▸ ACTION ITEM
Search the records below for the string "changes", and report each line that contains it.

▸ INPUT MATERIAL
--- START ---

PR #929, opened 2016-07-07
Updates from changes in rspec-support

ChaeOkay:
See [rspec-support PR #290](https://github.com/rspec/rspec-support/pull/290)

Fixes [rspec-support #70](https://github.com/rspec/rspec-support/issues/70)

--- END ---
--- START ---

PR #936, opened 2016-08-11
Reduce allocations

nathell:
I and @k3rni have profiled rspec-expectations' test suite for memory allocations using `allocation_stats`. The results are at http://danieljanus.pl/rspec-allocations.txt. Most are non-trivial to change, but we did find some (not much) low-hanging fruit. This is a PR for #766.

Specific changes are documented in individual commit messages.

--- END ---

▸ OUTPUT
Updates from changes in rspec-support
Specific changes are documented in individual commit messages.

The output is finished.